2. When Brunetti visits Captain Laura Nieddu for additional information about the two men who dumped two injured American women at the hospital dock, she offers him files that include sheets of notes that he recognizes as “unrecorded and unofficial” (p. 35). How does Nieddu explain her documentation? Why is it necessary? What are its benefits, and its drawbacks?

3. Brunetti, too, has informal ways of gleaning information—whether from paid informants or even more dubious sources, via Signorina Elettra. Why does Brunetti ask Signorina Elettra to pursue “entirely informal, and equally illegal” means of finding information, such as juvenile offender records (p. 43)? Is he compromising his police work, or his pursuit of justice?
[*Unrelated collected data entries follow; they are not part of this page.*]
PR #996, opened 2016-02-21
Better version handling for Blocks

rizar:
A follow-up of https://github.com/mila-udem/fuel/pull/256


rizar:
@bartvm , this needs a look from a Python guru :)

bartvm:
I believe this is exactly the same as done in https://github.com/mila-udem/fuel/pull/256, right? LGTM.

rizar:
Yes, this is exactly the same change.

PR #1003, opened 2016-02-24
Fix Blocks ignores python's recursionlimit setting

fvisin:
Don't override the user defined sys.setrecursionlimit if greater than the
config's default


dmitriy-serdyuk:
LGTM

4. When he interrogates Marcello Vio, Brunetti realizes that he sees him as a boy, rather than as a man; he has a similar paternal reaction during Berto Duso’s interrogation, when the suspect calls his father. Later, he explains to Duso that he feels protective towards “the ones who find themselves in trouble and don’t realize that they’re good. In the ethical sense” (p. 238). Do you think Brunetti’s initial instinct and eventual feelings towards Vio and Duso are connected? Is the second possible without the first?

5. Why does Brunetti seek out Signor Cesco, the spazzino, to learn more about Pietro Borgato? How is Cesco able to observe Borgato’s business without being noticed?
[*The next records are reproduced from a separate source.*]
Issue #1006, opened 2016-02-25
Monitoring of non-Theano quantities on training data


rizar:
Currently only `DataStreamMonitoring` can accept instance of `MonitoredQuantity`. Ideally, `TrainingDataMonitoring` should also be able to work with them. The implementation would be very similar to what we currently do in `DatasetEvalutor`.

dwf:
First I've heard of MonitoredQuantity. What is it and why does a simple callable not suffice?

rizar:
You can find it [here](https://github.com/mila-udem/blocks/blob/master/blocks/monitoring/aggregation.py#L176). It is more involved than a callback for two reasons:

- it defines a set of Theano variables that it needs to compute its value
- it defines how its values should be aggregated

It it especially useful for all kinds of models that generated structured outputs. One can compute complex statistics of what is generated, e.g. edit distance from the groundtruth. I can imagine it being quite useful for training generative models of images as well, e.g. if you have some code that can evaluates the quality of your samples, which you don't want to reimplement in Theano.

rizar:
Fixed by #1007

PR #1007, opened 2016-02-25
WIP: Monitoring of non-Theano quantities on training data.

rizar:
For #1006.

This is the very first code that worked for me.

### DIFF
--- a/blocks/extensions/monitoring.py
+++ b/blocks/extensions/monitoring.py
@@ -160,7 +160,7 @@ class TrainingDataMonitoring(SimpleExtension, MonitoringExtension):
                 self._required_for_non_variables.accumulation_updates)
             self._variables.initialize_aggregators()
             self._required_for_non_variables.initialize_aggregators()
-            self._non_variables.initialize()
+            self._non_variables.initialize_quantities()
         else:
             # When called first time at any iterations, update
             # monitored non-Theano quantities
@@ -185,4 +185,4 @@ class TrainingDataMonitoring(SimpleExtension, MonitoringExtension):
             self.add_records(
                 self.main_loop.log,
                 self._non_variables.get_aggregated_values().items())
-            self._non_variables.initialize()
+            self._non_variables.initialize_quantities()
--- a/blocks/extensions/monitoring.py
+++ b/blocks/extensions/monitoring.py
@@ -99,7 +99,7 @@ class TrainingDataMonitoring(SimpleExtension, MonitoringExtension):
 
     Parameters
     ----------
-    observables : list of :class:`~tensor.TensorVariable` or
+    variables : list of :class:`~tensor.TensorVariable` or
                   :class:`~blocks.monitoring.aggregation.MonitoredQuantity`
         The variables or non-Theano quantities to monitor.
         The variable names are used as record names in the logs.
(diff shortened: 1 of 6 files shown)


blocks/extensions/monitoring.py
```diff
@@ -122,22 +134,39 @@ def do(self, callback_name, *args):
         aggregation buffer and instructs the training algorithm what
         additional computations should be carried at each step by adding
         corresponding updates to it. In all other cases it writes
-        aggregated values of the monitored variables to the log.
+aggregated values of the monitored variables to the log.
```
dmitriy-serdyuk: Something wrong with indention here.

blocks/extensions/monitoring.py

6. “The mills of the gods grind exceedingly slow: those of the Italian bureaucracy, however, are capable of great speed, depending upon the impulse to which they respond” (p. 103). The impulses that Brunetti applies most effectively are personal connections. Does he have any qualms or reservations about doing so? What are the limitations or downsides of such arrangements? What are the benefits?

7. When Brunetti and Claudia Griffoni pay their first visit to Capitano Alaimo, Griffoni leans into her Neapolitan accent and mannerisms. What is Brunetti’s reaction when he sees this change in his longtime colleague? How does Griffoni hold him accountable?
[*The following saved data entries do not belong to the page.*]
PR #462, opened 2017-03-20
Fix LDAPS connections and include more detail in bind errors

geoffwhittington:


RouganStriker:
+1, @emintham what do you think of the change?

sdetools/modules/sync_ldap/ldap_module.py
```diff
@@ -219,8 +219,10 @@ def initialize(self):
                 if k in self.user_schema and self.config['user_schema'][k]:
                     self.user_schema[k] = self.config['user_schema'][k]
 
+        # At the moment, LDAP is the only supported method
+        #   LDAPS is actually LDAP with starttls turned on
         self.connection = ldap.initialize(
-            "%s://%s" % (self.ldap_method, self.config["ldap_server"])
+            "ldap://%s" % self.config["ldap_server"]
```
emintham: If we're removing the ability for the user to control ldap_method, we should probably remove it as an option.

RouganStriker: We are technically using it as a hacky way to detect if the user wants the start tls option. If we remove the ldap_method we will need to add the start tls option

geoffwhittington: We can add the start tls option instead, I just don't know people's appetite to make that change given how long LDAP is taking

RouganStriker: It's not a lot of work to add the start_tls option. Do we need to maintain backwards compatibility, ie keep ldap_method and account for ldaps usage?

RouganStriker:
Removed ldap method and add start_tls in #463

RouganStriker:
I think we can close this PR since the changes have been addressed in #463

PR #463, opened 2017-03-21
Remove LDAP method param. Add starttls param.

RouganStriker:
Refs #SDE-3778


sdetools/modules/sync_ldap/tests/ldap_module_test.py
```diff
@@ -84,6 +84,9 @@ def result3(self, msg_id):
             [SimplePagedResultsControl(size=1, cookie=cookie)]
         )
 
+    def start_tls_s(self):
+        pass
```
RouganStriker: This is part of the mocked LDAP connection object; we need to define this or else the tests will fail because it will try to call start_tls_s on our mock object

JeffBain: Ahh fair. Maybe just add a comment to that effect so it's clear what's up.

RouganStriker: I added a short docstring to the Mock object saying that we are stubbing out methods used in syncs

PR #464, opened 2017-03-21
Fix groupless SDE users not getting deactivated

RouganStriker:
Refs #SDE-3767


sdetools/modules/sync_ldap/ldap_module.py
```diff
@@ -778,14 +778,12 @@ def update_user(self, sd_user, dir_user):
         sde_groups = self.translate_ldap_group_to_sde_group(
             dir_user["groups"], self.config['group_mapping']
         )
-        groups = [grp['id'] for grp in sde_groups]
+        new_groups = [grp['id'] for grp in sde_groups]
 
         # Deactivate user
-        deactivation = self.config["deactivation"]
-        user_active = sd_user['is_active']
-        without_groups = not sd_user['groups'] and not sde_groups
```
JeffBain: Ahh, I assume this was the problem line?

JeffBain:
+1. Looks fine to me.

sdetools/modules/sync_ldap/ldap_module.py
RouganStriker: Partly, without_groups would never be evaluated to False because sde_groups will always contain a group (otherwise there would be no LDAP groups to sync)

Gee19:
+1

funkaoshi:
+1

PR #465, opened 2017-03-22
Initialize LDAP TLS parameter for console use

geoffwhittington:


geoffwhittington:
@RouganStriker  Just a small change when sync runs from the command-line

RouganStriker:
+1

8. “It was always easier to take charge of Patta when he believed he was in charge,” Brunetti thinks about his boss, the Vice-Questore (p. 187). What are the ways in which Brunetti “manages up” in the Questura? Is he always successful?

9. What changes Griffoni’s mind about Capitano Alaimo? How does Capitano Alaimo explain his own suspicions and behavior at their initial meeting? Both agree that “caution’s a habit it’s hard to lose” (p. 218). What type of environment necessitates this kind of caution? What are its costs?

10. How does Captain Nieddu first meet Blessing, and how does she learn the story of how the Nigerian woman came to Italy? What kind of help is Captain Nieddu able to offer in her official capacity, and in her unofficial one?

11. What is the nature of Marcello Vio’s relationship with his uncle, and in what ways is he reliant on him? Why do Brunetti and others finally agree that he is the “weak link” of his uncle’s operation (p. 224)?